The ever increasing demands for high capacity communications systems has resulted in a wide spread deployment of optical fiber networks across the world. A fundamental component used in such systems receives pulses of light and converts these into electrical signals. The pulses of light in such systems comprise a bit stream of information. This fundamental component employed in the fiber optic networks is commonly known as an optical receiver module. Within the optical receiver, a photodetector is typically employed to receive the light pulses and an amplifying circuit is employed for amplifying photocurrent generated within the photodetector.
Transimpedance amplifiers (TIAs) are typically used within optical receiver modules to amplify and transform weak photocurrents received from the photodetector, in the form of a photodiode or a PIN diode. The TIA transforms the photocurrent into an output voltage that is further provided to other stages of the optical receiver module. Since TIAs are used to deal with both strong and weak photocurrents, noise in the resultant amplification and transformation to a voltage signal is typically a problem. Indeed, for those skilled in the art of the design of TIAs, it is well understood and appreciated that the noise introduced by the TIA, in many circumstances, limits the ability of the optical receiver module to faithfully reconstruct the intended stream of information. Furthermore, a relationship between the rate at which errors are produced by the receiver—often called the Bit Error Rate (BER), and the noise generated by the TIA can be shown. Thus, the optical receiver module needs to have low noise amplification performed on the weak photocurrents in order to facilitate optical transmission of information. This is especially true in circumstances where the distance that the optical signal must travel is long and results in weak optical pulses at the receiver. It is known to those skilled in the art that long transmission distances—the distance between a transmitter and a receiver—serves to attenuate the initial transmitted optical signal strength and places a greater burden upon the receiver module to avoid errors. Furthermore, it is also known that cost of an optical communication system is reduced if a signal is transmitted along a longer length of optical fiber or, in the alternative, if less optical power is transmitted. Thus, providing low noise amplification for the TIA is important in order to reduce the bit error rate (BER) of the received and amplified signal.
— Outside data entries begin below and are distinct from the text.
PR #194, opened 2022-09-28
OCC-88: Add site setting to limit the list of available countries/regions.

### LINKED ISSUE #187: Add site setting to limit the list of available countries/regions. (OCC-88)

When the business doesn't want to ship globally.

- Add a site setting and an editor for it where you can list the allowed country codes. If it's empty then `Regions.All` should be used, as before.
- Add an `IRegionService` with a method to look up the list of available regions.
- Find all usages of `Regions.All` and and replace them with the aforementioned service.

[Jira issue](https://lombiq.atlassian.net/browse/OCC-88)

DemeSzabolcs:
OCC-88

Fixes #187

### DIFF
--- a/src/Modules/OrchardCore.Commerce/Abstractions/IRegionService.cs
+++ b/src/Modules/OrchardCore.Commerce/Abstractions/IRegionService.cs
@@ -1,0 +1,17 @@
+using System.Collections.Generic;
+using System.Globalization;
+using System.Threading.Tasks;
+
+namespace OrchardCore.Commerce.Abstractions;
+
+/// <summary>
+/// When implemented a service for handling regions.
+/// </summary>
+public interface IRegionService
+{
+    /// <summary>
+    /// Gets the available regions from the site settings./>.
+    /// </summary>
+    /// <returns>A collection of <see cref="RegionInfo"/>.</returns>
+    Task<IEnumerable<RegionInfo>> GetAvailableRegionsAsync();
+}
--- a/src/Modules/OrchardCore.Commerce/Abstractions/IRegionService.cs
+++ b/src/Modules/OrchardCore.Commerce/Abstractions/IRegionService.cs
@@ -10,7 +10,7 @@ namespace OrchardCore.Commerce.Abstractions;
 public interface IRegionService
 {
     /// <summary>
-    /// Gets the available regions from the site settings./>.
+    /// Gets the available regions from the site settings.
     /// </summary>
     /// <returns>A collection of <see cref="RegionInfo"/>.</returns>
     Task<IEnumerable<RegionInfo>> GetAvailableRegionsAsync();
--- a/src/Modules/OrchardCore.Commerce/Abstractions/IRegionService.cs
+++ b/src/Modules/OrchardCore.Commerce/Abstractions/IRegionService.cs
@@ -5,7 +5,7 @@ using System.Threading.Tasks;
 namespace OrchardCore.Commerce.Abstractions;
 
 /// <summary>
-/// When implemented a service for handling regions.
+/// A service for accessing and customizing regions.
 /// </summary>
 public interface IRegionService
 {
--- a/src/Modules/OrchardCore.Commerce/AdminMenu.cs
+++ b/src/Modules/OrchardCore.Commerce/AdminMenu.cs
@@ -31,6 +31,10 @@ public class AdminMenu : INavigationProvider
                     .Add(T["Stripe API"], T["Stripe API"], stripeApi => stripeApi
                     .Action("Index", "Admin", new { area = "OrchardCore.Settings", groupId = StripeApiSettingsDisplayDriver.GroupId })
                     .Permission(Permissions.ManageStripeApiSettings)
+                    .LocalNav())
+                    .Add(T["Region"], T["Region"], region => region
+                    .Action("Index", "Admin", new { area = "OrchardCore.Settings", groupId = RegionSettingsDisplayDriver.GroupId })
+                    .Permission(Permissions.ManageRegionSettings)
                     .LocalNav())));
 
         return Task.CompletedTask;
--- a/src/Modules/OrchardCore.Commerce/AdminMenu.cs
+++ b/src/Modules/OrchardCore.Commerce/AdminMenu.cs
@@ -29,13 +29,21 @@ public class AdminMenu : INavigationProvider
                         .Permission(Permissions.ManageCommerceSettings)
                         .LocalNav())
                     .Add(T["Stripe API"], T["Stripe API"], stripeApi => stripeApi
-                    .Action("Index", "Admin", new { area = "OrchardCore.Settings", groupId = StripeApiSettingsDisplayDriver.GroupId })
-                    .Permission(Permissions.ManageStripeApiSettings)
-                    .LocalNav())
+                        .Action("Index", "Admin", new
+                        {
+                            area = "OrchardCore.Settings",
+                            groupId = StripeApiSettingsDisplayDriver.GroupId,
+                        })
+                        .Permission(Permissions.ManageStripeApiSettings)
+                        .LocalNav())
                     .Add(T["Region"], T["Region"], region => region
-                    .Action("Index", "Admin", new { area = "OrchardCore.Settings", groupId = RegionSettingsDisplayDriver.GroupId })
-                    .Permission(Permissions.ManageRegionSettings)
-                    .LocalNav())));
+                        .Action("Index", "Admin", new
+                        {
+                            area = "OrchardCore.Settings",
+                            groupId = RegionSettingsDisplayDriver.GroupId,
+                        })
+                        .Permission(Permissions.ManageRegionSettings)
+                        .LocalNav())));
 
         return Task.CompletedTask;
     }
--- a/src/Modules/OrchardCore.Commerce/Drivers/RegionSettingsDisplayDriver.cs
+++ b/src/Modules/OrchardCore.Commerce/Drivers/RegionSettingsDisplayDriver.cs
@@ -1,3 +1,4 @@
+using Dapper;
 using Microsoft.AspNetCore.Authorization;
 using Microsoft.AspNetCore.DataProtection;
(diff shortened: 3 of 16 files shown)


src/Modules/OrchardCore.Commerce/Abstractions/IRegionService.cs
```diff
@@ -0,0 +1,17 @@
...
+
+namespace OrchardCore.Commerce.Abstractions;
+
+/// <summary>
+/// When implemented a service for handling regions.
+/// </summary>
+public interface IRegionService
+{
+    /// <summary>
+    /// Gets the available regions from the site settings./>.
```
DAud-IcI, line 13: typo?
```suggestion
    /// Gets the available regions from the site settings.
```

src/Modules/OrchardCore.Commerce/Abstractions/IRegionService.cs
```diff
@@ -0,0 +1,17 @@
+using System.Collections.Generic;
+using System.Globalization;
+using System.Threading.Tasks;
+
+namespace OrchardCore.Commerce.Abstractions;
+
+/// <summary>
+/// When implemented a service for handling regions.
```
DAud-IcI, line 8: "When implemented" is redundant for an interface. It's terminology usually used in abstract types to indicate that implementation depends on the child. I know I have used it in `IPaymentProvider` too, that was also wrong of me.

```suggestion
/// A service for accessing and customizing regions.
```

src/Modules/OrchardCore.Commerce/AdminMenu.cs
```diff
@@ -31,6 +31,10 @@ public Task BuildNavigationAsync(string name, NavigationBuilder builder)
                     .Add(T["Stripe API"], T["Stripe API"], stripeApi => stripeApi
                     .Action("Index", "Admin", new { area = "OrchardCore.Settings", groupId = StripeApiSettingsDisplayDriver.GroupId })
                     .Permission(Permissions.ManageStripeApiSettings)
+                    .LocalNav())
+                    .Add(T["Region"], T["Region"], region => region
```
DAud-IcI, line 35: Indentation seems to be missing for this and the "Stripe API" above.

src/Modules/OrchardCore.Commerce/Drivers/RegionSettingsDisplayDriver.cs
```diff
@@ -0,0 +1,91 @@
...
+using OrchardCore.Environment.Shell;
+using OrchardCore.Settings;
+using System.Linq;
+using System.Threading.Tasks;
+
+namespace OrchardCore.Commerce.Drivers;
+
+public class RegionSettingsDisplayDriver : SectionDisplayDriver<ISite, RegionSettings>
+{
+    public const string GroupId = "Region";
```
DAud-IcI, line 21:
```suggestion
    public const string GroupId = "Region";

```

src/Modules/OrchardCore.Commerce/Drivers/RegionSettingsDisplayDriver.cs
```diff
@@ -0,0 +1,91 @@
...
+    }
+
+    public override async Task<IDisplayResult> EditAsync(RegionSettings section, BuildEditorContext context)
+    {
+        var user = _hca.HttpContext?.User;
+
+        if (!await _authorizationService.AuthorizeAsync(user, Permissions.ManageRegionSettings))
+        {
+            return null;
+        }
```
DAud-IcI, line 48: It fits in a line.
```suggestion
        if (!await _authorizationService.AuthorizeAsync(user, Permissions.ManageRegionSettings)) return null;
```

src/Modules/OrchardCore.Commerce/Drivers/RegionSettingsDisplayDriver.cs
```diff
@@ -0,0 +1,91 @@
...
+            .OnGroup(GroupId);
+    }
+
+    public override async Task<IDisplayResult> UpdateAsync(RegionSettings section, BuildEditorContext context)
+    {
+        var user = _hca.HttpContext?.User;
+
+        if (!await _authorizationService.AuthorizeAsync(user, Permissions.ManageRegionSettings))
+        {
+            return null;
```
DAud-IcI, line 66: Shouldn't this explicitly throw instead of return `null`? I think you'd get an exception either way, but that would be better for any future bug tracking in AI.

src/Modules/OrchardCore.Commerce/Drivers/RegionSettingsDisplayDriver.cs
```diff
@@ -0,0 +1,91 @@
...
+        {
+            var model = new RegionSettingsViewModel();
+
+            if (await context.Updater.TryUpdateModelAsync(model, Prefix))
+            {
+                var allowedRegions = model.AllowedRegions;
+
+                var allRegionTwoLetterIsoRegionNames = Regions.All.Select(region => region.TwoLetterISORegionName);
+
+                section.AllowedRegions = allowedRegions != null && allowedRegions.Any()
```
DAud-IcI, line 79: You can combine the two with null-conditional operator and then just check if it's `true`

src/Modules/OrchardCore.Commerce/Drivers/RegionSettingsDisplayDriver.cs
```diff
@@ -0,0 +1,91 @@
...
+            return null;
+        }
+
+        if (context.GroupId == GroupId)
+        {
+            var model = new RegionSettingsViewModel();
+
+            if (await context.Updater.TryUpdateModelAsync(model, Prefix))
+            {
+                var allowedRegions = model.AllowedRegions;
```
DAud-IcI, line 75: This is `IEnumerable<string>` and you have multiple enumerations below (both the `.Any()` check and that `.Contains()` is called N times). Add `.AsList()` to enforce that it's a type that can be safely multiple enumerated.

src/Modules/OrchardCore.Commerce/Services/RegionConfiguration.cs
```diff
@@ -0,0 +1,25 @@
...
+
+    public void Configure(RegionSettings options)
+    {
+        var settings = _siteService
+            .GetSiteSettingsAsync()
+            .GetAwaiter()
+            .GetResult()
+            .As<RegionSettings>();
+
+        options.AllowedRegions = settings.AllowedRegions;
```
DAud-IcI, line 23: Can you create an recipe that initializes this to 3-5 countries? It should not be included in the setup recipe but available for unit testing.

DAud-IcI (changes requested):

DAud-IcI:
Also can you add a unit test checks if the country list is limited? You can use the new Order content item editor to verify the country list the easiest.

src/Modules/OrchardCore.Commerce/Drivers/RegionSettingsDisplayDriver.cs
DemeSzabolcs: I copied this from `StripeApiSettingsDisplayDriver.cs` should I change it there too?

DemeSzabolcs: It was also `null` [in OC](https://github.com/OrchardCMS/OrchardCore/blob/main/src/OrchardCore.Modules/OrchardCore.ReCaptcha/Drivers/ReCaptchaSectionDisplayDriver.cs#L38-L41), that's why I used `null` here too.

DemeSzabolcs: And if I should throw, then what? `UnauthorizedAccessException`?

src/Modules/OrchardCore.Commerce/Services/RegionConfiguration.cs
DemeSzabolcs: I also made region settings exportable.

test/OrchardCore.Commerce.Tests.UI/Tests/RegionTests/PersistenceRegionSettingsTests.cs
```diff
@@ -0,0 +1,41 @@
...
+        ExecuteTestAfterSetupAsync(
+            async context =>
+            {
+                await context.SignInDirectlyAsync();
+                await context.ExecuteRecipeDirectlyAsync("RegionTest");
+
+                await context.CreateNewContentItemAsync("Order");
+
+                var selectListOptions = context
+                    .GetAll(By.XPath("//select[@id='OrderPart_BillingAddress_Address_Region']/option"));
```
DAud-IcI, line 30: Use the `id` function in XPath: `id('OrderPart_BillingAddress_Address_Region')/option`

test/OrchardCore.Commerce.Tests.UI/Tests/RegionTests/PersistenceRegionSettingsTests.cs
```diff
@@ -0,0 +1,41 @@
...
+
+                selectListOptions.Count.ShouldBe(3);
+
+                var selectListTexts = selectListOptions.Select(selectListOption => selectListOption.Text).AsList();
+
+                selectListTexts[0].ShouldBe("Argentina");
+                selectListTexts[1].ShouldBe("Luxemburg");
+                selectListTexts[2].ShouldBe("Magyarország");
```
DAud-IcI, line 38: This whole thing can be simplified if you check for array like `context.getAll(...).Select(...).ToArray().SholdBe(new [] { ... });`

DAud-IcI (changes requested):

src/Modules/OrchardCore.Commerce/Drivers/RegionSettingsDisplayDriver.cs
DAud-IcI: If it's the same in OC then it can say.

However, if the power supply noise is present, this can appear at the output port of the TIA in the form of an interference signal along with output noise of the TIA. The resulting effect is to cause an optical penalty of the TIA with the effect of reducing optical sensitivity. Therefore, to preserve the low noise properties of the TIA, a high power supply rejection (PSR) is typically required at frequencies below 100 KHz. For frequencies above 100 KHz, off-chip power supply filters are typically used.
Most amplifiers circuits offer a differential input signal and output signal mode of operation and as such the differential amplifier circuits are designed to have high gain and high common mode rejection. Unfortunately, the main issue with a transimpedance amplifier (TIA) is that it has a single input port and a dual output port, and the output ports are often required to be of a differential type in order to interface with a differential input post amplifier circuit. As a result, the conversion from single input port operation to a dual output port configuration for differential operation is often the cause of poor power supply rejection.
A need therefore exists to provide a power supply noise rejection circuit for use with a TIA that allows for a reduction in amplifier output signal noise. It is therefore an object of the invention to provide a power supply noise rejection circuit for use with a TIA that provides power supply noise rejection using a reduced amount of circuitry, thus reducing power dissipation and semiconductor circuit area.